In recent years, inverse design methodologies have emerged as powerful tools for developing ultra-compact integrated photonic devices [19,20,21,22,23,24,25,26], significantly enhancing the integration density of photonic platforms. In our previous work, we developed the Global–Local Integrated Topology (GLINT) inverse design algorithm [27]—a global–local co-optimization framework that enables direct optimization of binary waveguide-silica structures. Leveraging the GLINT algorithm, we designed an ultra-compact, symmetric power splitter (5.5 µm × 2.5 µm) that achieves an insertion loss of 0.18 dB and a power imbalance below 0.0002 dB. Through network-level cascading of power splitters and novel compact phase shifters (4.5 µm × 0.9 µm), we constructed an ultra-compact inverse-designed integrated photonic matrix compute core (PMCC, 132 µm × 16 µm). The proposed PMCC, capable of performing matrix operations for ONNs, was evaluated on the Modified National Institute of Standards and Technology (MNIST) handwritten digit classification task, achieving a classification accuracy of 99.05%. Notably, our PMCC achieves an integration density of 2.6 × 10⁴ computational units/mm²—adopting a multistage interferometric architecture similar to that of MZI-based ONNs, yet yielding a significantly higher integration density.

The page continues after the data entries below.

PR #1118, opened 2019-12-12
docs: fix typo in semantic-dom-diff readme

blikblum:
In "Ignoring children" section the element name in markup is different from the passed to option


LarsDenBakker:
Thanks!

PR #1119, opened 2019-12-12
docs: fix moduleDirs type definition in karma-esm

blikblum:
In karma-esm readme moduleDirs type is defined as string but is an array


LarsDenBakker:
Good catch! Could you run `yarn format`?

blikblum:
I edited directly in Github

blikblum:
This was handled as part of #1130

Issue #1127, opened 2019-12-13
[karma-esm] implement importMap support


blikblum:
I tried to pass importMap option to karma-esm as pointed in docs but seems that this feature is not implemented at all.

I looked in the code and only place that deals with import maps are  in https://github.com/open-wc/open-wc/blob/8633499fa17987a57d6c25b63dc554e693cdacd8/packages/es-dev-server/src/utils/import-maps.js#L9 which uses importMaps extracted from an index html content. So it seems that importMap option is ignored at all.

This is something i can take a look but would like some guidance at what place this code handling should go.

At first look the importMap path content should be read somewhere in karma-esm, passed as option to dev-server and injected in es-dev-server `getTransformedIndexHTML`

blikblum:
I looked at the code and the correct place to handle this is in karma-esm leaving es-dev-server untouched

LarsDenBakker:
This should be added in a responseTransformer in karma-esm, to inject into debug.html an context.html

blikblum:
Done

PR #1130, opened 2019-12-13
fix(karma-esm): Implement import map support

blikblum:
Currently importMap option passed to karma-esm is ignored (#1127)

This PR loads the importMap data and inject into karma debug and context files

It also fixes how chai path in test importmap is defined

The last part try to pass the flags to enable import map support in chrome based on [SO](https://stackoverflow.com/a/51070140). ~~This is not working~~. Using `--enable-experimental-web-platform-features` flag works

If i run Karma with Chrome and enable manually the importmap support it works

### DIFF
--- a/packages/karma-esm/demo/import-map/karma.config.js
+++ b/packages/karma-esm/demo/import-map/karma.config.js
@@ -19,7 +19,11 @@ module.exports = config => {
     customLaunchers: {
       ChromeHeadlessNoSandbox: {
         base: 'ChromeHeadless',
-        flags: ['--no-sandbox', '--disable-setuid-sandbox'],
+        flags: [
+          '--no-sandbox',
+          '--disable-setuid-sandbox',
+          '--enable-experimental-web-platform-features',
+        ],
       },
     },
 
--- a/packages/karma-esm/src/setup-es-dev-server.js
+++ b/packages/karma-esm/src/setup-es-dev-server.js
@@ -1,4 +1,5 @@
 const fs = require('fs');
+const util = require('util');
 const portfinder = require('portfinder');
 const chokidar = require('chokidar');
 const fetch = require('node-fetch');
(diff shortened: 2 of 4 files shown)


packages/karma-esm/demo/import-map/karma.config.js
```diff
@@ -19,7 +19,11 @@ module.exports = config => {
     customLaunchers: {
       ChromeHeadlessNoSandbox: {
         base: 'ChromeHeadless',
-        flags: ['--no-sandbox', '--disable-setuid-sandbox'],
+        flags: [
+          '--no-sandbox',
+          '--disable-setuid-sandbox',
+          '--enable-experimental-web-platform-features',
```
LarsDenBakker: I dont think we should enable this by default for everyone, because it enabled more than just this.

Doesnt karma reuse your existing chrome indtallation? Otherwise, we should use document this step for users in their own config.

packages/karma-esm/src/setup-es-dev-server.js
```diff
@@ -7,14 +8,36 @@ const regexpKarmaLoaded = /window\.__karma__\.loaded\(\);/gm;
...
 
+/**
+ * Load importMap content from a filepath
+ * @param {string} path
+ * @returns {Promise<string>}
+ */
+async function loadImportMap(path) {
+  return new Promise((resolve, reject) => {
+    if (!path) {
+      resolve('');
```
LarsDenBakker: I prefer null or undefined over an empty string.

packages/karma-esm/src/setup-es-dev-server.js
```diff
@@ -7,14 +8,36 @@ const regexpKarmaLoaded = /window\.__karma__\.loaded\(\);/gm;
 const regexpScriptSrcGlobal = /<script type="module"[^>]*src="([^"]*)"/gm;
 const regexpScriptSrc = /<script type="module"[^>]*src="([^"]*)"/m;
 
+/**
+ * Load importMap content from a filepath
+ * @param {string} path
+ * @returns {Promise<string>}
+ */
+async function loadImportMap(path) {
+  return new Promise((resolve, reject) => {
```
LarsDenBakker: Using util.promisify for this is more idiomatic

packages/karma-esm/src/setup-es-dev-server.js
```diff
@@ -81,6 +114,7 @@ async function setupDevServer(karmaConfig, esmConfig, watch, babelConfig, karmaE
     typeof esmConfig.port === 'number' ? esmConfig.port : await portfinder.getPortPromise();
   const karmaHost = `${karmaConfig.protocol}//${karmaConfig.hostname}:${karmaConfig.port}`;
   const devServerHost = `${karmaConfig.protocol}//${karmaConfig.hostname}:${devServerPort}`;
+  const importMap = await loadImportMap(esmConfig.importMap);
```
LarsDenBakker: I think its better to check if there is an importMap property and conditionally load it, that makes it easier to see that its an optional property.

packages/karma-esm/demo/import-map/karma.config.js
blikblum: > I dont think we should enable this by default for everyone, because it enables more than just import maps.

Yes this should be opt in, documented together importMap option

> Doesnt karma reuse your existing chrome indtallation?

No. I set the flag in Chrome but when running in karma seems all flags are reset

packages/karma-esm/src/setup-es-dev-server.js
blikblum: Done

packages/karma-esm/src/setup-es-dev-server.js
blikblum: Done

packages/karma-esm/src/setup-es-dev-server.js
blikblum: Done

packages/karma-esm/demo/import-map/karma.config.js
blikblum: Added documentation

LarsDenBakker:
Great! Thanks

blikblum:
Many thanks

Furthermore, to evaluate fabrication-error tolerance, we developed a stochastic fabrication-error model that incorporates over-etching, under-etching, and etch-induced deformations in inversely designed geometries. These errors were introduced as normally distributed random parameters. Using this model, we constructed 1000 PMCC structures, each with random fabrication errors, and evaluated each structure on 10,000 MNIST test images. Statistical analysis revealed that more than 90% of the simulation test results maintained greater than 80% recognition accuracy, demonstrating exceptional process robustness in our PMCC.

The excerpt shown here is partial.